Cast your votes for this song and others here. Requests for use of the material on or linked from this page should be sent to Tom Collins.

Brentry's song "Hope rose high" and some visuals will appear here when all resources are loaded.

We're using the song to raise money for the International Rescue Committee and NHS Charities Together, to assist the IRC in helping the most vulnerable people in the world to cope with COVID-19 and its impact, and to show our sincere gratitude to frontline NHS staff here in the UK.

Brentry's song "Hope rose high" is available from the ethical streaming platform Ujo Music. We'd prefer you listen to it there rather than the usual streaming services who are also carrying the song.

About the song

"Hope rose high" was written in a short space of time – over the weekend of Saturday 21st March, 2020, when there was a last-minute change to our team membership for the AI Song Contest. The human contributors were as follows.

The section below called Background contains the timeline of the entire project.

The song was made from four-bar AI-generated melodies, chords, and drums, generated by Tom's MAIA Markov algorithm. The main musical input was a dataset of 200 previous Eurovision songs, in simplified MIDI arrangements, provided by the Dutch broadcaster and competition organiser VPRO. VPRO asked teams not to release the dataset. To increase the transparency and ensure the replicability of this work, you can find analytical representations calculated by my algorithm behind the Play with MAIA Markov section and available for download from the Replicability section.

Nancy took, tweaked, and wove the four-bar generated passages into a "modern power ballad". The lyrics are also AI-generated, from theselyricsdonotexist.com (TLDNE). If you have little or no idea what some of them mean, join the club! Given the current global situation, we did specify a topic of "hope", and have tried to tease out that message from the generated lyrics. Tom wrote the bass line because he felt like it was more-or-less implied by the melodies and chords that Nancy had selected, and arranged the song in a digital audio workstation.

In short, the starting material is almost all AI, but the combination of these materials and the instrumentation has been determined/created by humans. The timeline in the background section contains some save-as files, so you can hear how the song developed. There are also sections on playing with the AI and more details on the algorithm. Immediately below, I (Tom) explore how the musical AI outputs have been incorporated into the song.

The main riff and verse melody of the song are instances of "Fennel", from the list of melodies (Melody I/O) generated by the MAIA Markov algorithm.

Main riff
Fennel passage

The pre-chorus melody of the song is "Juniper", from the same list.

The chorus melody of the song is "Thistle" (same list).
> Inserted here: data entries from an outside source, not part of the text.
PR #16996, opened 2026-06-22
refactor(api-server): extract inspect handler

Automaat:
## Motivation

Second step of decomposing the `resourceEndpoints` god-struct (top churn × size hotspot in `pkg/`) into per-responsibility handlers. This extracts the inspect surface — by far the highest-churn part of the file — into its own type and file, so inspect changes stop touching the CRUD code.

> Changelog: skip

## Implementation information

Move the resource inspect endpoints — matching-dataplanes, proxy `_config`, `_rules`, and the `_policies` handlers, plus the `matchedPoliciesTo*` mappers — out of `resource_endpoints.go` into a dedicated `resourceInspectHandler` in `resource_inspect_endpoints.go`.

- Both `resourceEndpoints` and `resourceInspectHandler` embed the shared `resourceEndpointsContext`, so the moved method bodies are unchanged except for the receiver.
- `resourceEndpoints` keeps route registration and delegates the inspect routes to `r.inspect.*`; the inspect-only dependencies (`meshContextBuilder`, `xdsHooks`, `knownInternalAddresses`) move onto the handler.
- `resource_endpoints.go` drops from ~1500 to ~780 lines; `resource_inspect_endpoints.go` is ~750.

Structural only — behavior unchanged. Full `pkg/api-server` suite passes; `golangci-lint` reports 0 issues. go-restful stays at the handler edge (no DTO/use-case layer).

**Stacking:** this builds on the preceding `resourceEndpointsContext` extraction, so until that lands this diff also contains it; it resolves to just the inspect split once the context PR merges. Review the context PR first.

## Supporting documentation

Step 2 of the SRP decomposition from a refactoring review of this file. The final step extracts `resourceCrudHandler`, leaving `resourceEndpoints` as the route registrar holding the context plus the two handlers.

### DIFF
--- a/pkg/api-server/resource_inspect_endpoints.go
+++ b/pkg/api-server/resource_inspect_endpoints.go
@@ -1,0 +1,751 @@
+package api_server
+
+import (
+	"errors"
+	"fmt"
+	"slices"
+	"sort"
+	"strconv"
+	"strings"
+
+	"github.com/emicklei/go-restful/v3"
+
+	common_api "github.com/kumahq/kuma/v3/api/common/v1alpha1"
+	mesh_proto "github.com/kumahq/kuma/v3/api/mesh/v1alpha1"
+	api_types "github.com/kumahq/kuma/v3/api/openapi/types"
+	api_common "github.com/kumahq/kuma/v3/api/openapi/types/common"
+	oapi_helpers "github.com/kumahq/kuma/v3/pkg/api-server/oapi-helpers"
+	"github.com/kumahq/kuma/v3/pkg/core/kri"
+	core_plugins "github.com/kumahq/kuma/v3/pkg/core/plugins"
+	"github.com/kumahq/kuma/v3/pkg/core/policy"
+	"github.com/kumahq/kuma/v3/pkg/core/resources/access"
+	core_mesh "github.com/kumahq/kuma/v3/pkg/core/resources/apis/mesh"
+	"github.com/kumahq/kuma/v3/pkg/core/resources/manager"
+	core_model "github.com/kumahq/kuma/v3/pkg/core/resources/model"
+	"github.com/kumahq/kuma/v3/pkg/core/resources/registry"
+	"github.com/kumahq/kuma/v3/pkg/core/resources/store"
+	rest_errors "github.com/kumahq/kuma/v3/pkg/core/rest/errors"
+	"github.com/kumahq/kuma/v3/pkg/core/user"
+	core_xds "github.com/kumahq/kuma/v3/pkg/core/xds"
+	"github.com/kumahq/kuma/v3/pkg/core/xds/inspect"
+	"github.com/kumahq/kuma/v3/pkg/plugins/policies/core/matchers"
+	core_rules "github.com/kumahq/kuma/v3/pkg/plugins/policies/core/rules"
+	"github.com/kumahq/kuma/v3/pkg/plugins/policies/core/rules/common"
+	"github.com/kumahq/kuma/v3/pkg/plugins/policies/core/rules/outbound"
+	meshhttproute_api "github.com/kumahq/kuma/v3/pkg/plugins/policies/meshhttproute/api/v1alpha1"
+	meshtcproute_api "github.com/kumahq/kuma/v3/pkg/plugins/policies/meshtcproute/api/v1alpha1"
+	"github.com/kumahq/kuma/v3/pkg/util/pointer"
+	util_slices "github.com/kumahq/kuma/v3/pkg/util/slices"
+	xds_context "github.com/kumahq/kuma/v3/pkg/xds/context"
+	xds_hooks "github.com/kumahq/kuma/v3/pkg/xds/hooks"
+)
+
+// resourceInspectHandler serves the resource inspect endpoints (rules, policies,
+// proxy config, matching dataplanes).
+type resourceInspectHandler struct {
+	resourceEndpointsContext
+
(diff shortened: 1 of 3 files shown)


pkg/api-server/resource_inspect_endpoints.go
```diff
@@ -0,0 +1,751 @@
...
+			res, err := policyPlugin.Plugin.MatchedPolicies(dataplane, baseMeshContext.Resources())
+			if err != nil {
+				rest_errors.HandleError(request.Request.Context(), response, err, fmt.Sprintf("could not apply policy plugin %s", policyPlugin.Name))
+			}
+			if res.Type == "" {
+				rest_errors.HandleError(request.Request.Context(), response, err, fmt.Sprintf("matched policy didn't set type for policy plugin %s", policyPlugin.Name))
+			}
+
+			matchedPolicies = append(matchedPolicies, res)
+		}
```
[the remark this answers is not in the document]
Automaat: Fixed in eddffe5749: added the missing `return` after `HandleError` so the loop stops and no success response is written after an error. For the empty-`Type` case, it now passes a real `fmt.Errorf(...)` instead of the nil `err`, so the 500 carries a useful cause.

pkg/api-server/resource_inspect_endpoints.go
```diff
@@ -0,0 +1,751 @@
...
+						}
+					}
+				}
+			}
+			if err != nil {
+				rest_errors.HandleError(request.Request.Context(), response, err, fmt.Sprintf("could not apply policy plugin %s", policyPlugin.Name))
+			}
+			if res.Type == "" {
+				rest_errors.HandleError(request.Request.Context(), response, err, fmt.Sprintf("matched policy didn't set type for policy plugin %s", policyPlugin.Name))
+			}
```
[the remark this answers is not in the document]
Automaat: Fixed in eddffe5749: added the missing `return` after `HandleError` so the loop stops and no success response is written after an error. For the empty-`Type` case, it now passes a real `fmt.Errorf(...)` instead of the nil `err`, so the 500 carries a useful cause.

pkg/api-server/server.go
```diff
@@ -295,23 +295,29 @@ func addResourcesEndpoints(
...
 			disableOriginLabelValidation: cfg.Multizone.Zone.DisableOriginLabelValidation,
-			xdsHooks:                     xdsHooks,
 			systemNamespace:              cfg.Store.Kubernetes.SystemNamespace,
 			isK8s:                        cfg.Environment == config_core.KubernetesEnvironment,
-			knownInternalAddresses:       cfg.IPAM.KnownInternalCIDRs,
-		}
-		if cfg.Mode == config_core.Zone && cfg.Multizone != nil && cfg.Multizone.Zone != nil {
-			endpoints.zoneName = cfg.Multizone.Zone.Name
+			inspect: &resourceInspectHandler{
+				resourceEndpointsContext: endpointsCtx,
```
slonka, line 316: `endpointsCtx` is copied by value into both `resourceEndpoints` and here. Was the by-value embed an intentional (avoiding nil checks / easier zero-value), or incidental?

pkg/api-server/resource_inspect_endpoints.go
```diff
@@ -0,0 +1,755 @@
...
+// proxy config, matching dataplanes).
+type resourceInspectHandler struct {
+	resourceEndpointsContext
+
+	meshContextBuilder     xds_context.MeshContextBuilder
+	xdsHooks               []xds_hooks.ResourceSetHook
+	knownInternalAddresses []string
+}
+
+func (r *resourceInspectHandler) matchingDataplanesForPolicy() restful.RouteFunction {
```
slonka, line 53: verified that body of all functions is the same

pkg/api-server/resource_inspect_endpoints.go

It's not actually a melody – I think there were ten or so items in the dataset provided by the Dutch broadcaster VPRO where the tracks weren't separated properly, creating a polyphonic subspace in the whole melody space.

The bridge of the song is from the list of chord sequences (Chords I/O) generated by the MAIA Markov algorithm.

The drums are "Silicon" (intro, verse), "Sulfur" (pre-chorus), and "Magnesium" (chorus) from the list of drum beats (Percussion I/O), again from the MAIA Markov algorithm.

The diagram below is called a pendular graph. It's a method we developed to visualise the hierarchical repetitive structure of music (see Nikrang, Collins, & Widmer, 2014 and also Deutch & Feroe, 1981 for more details). On laptop or desktop, you should be able to click on the various nodes to explore the music referred to by the letter names.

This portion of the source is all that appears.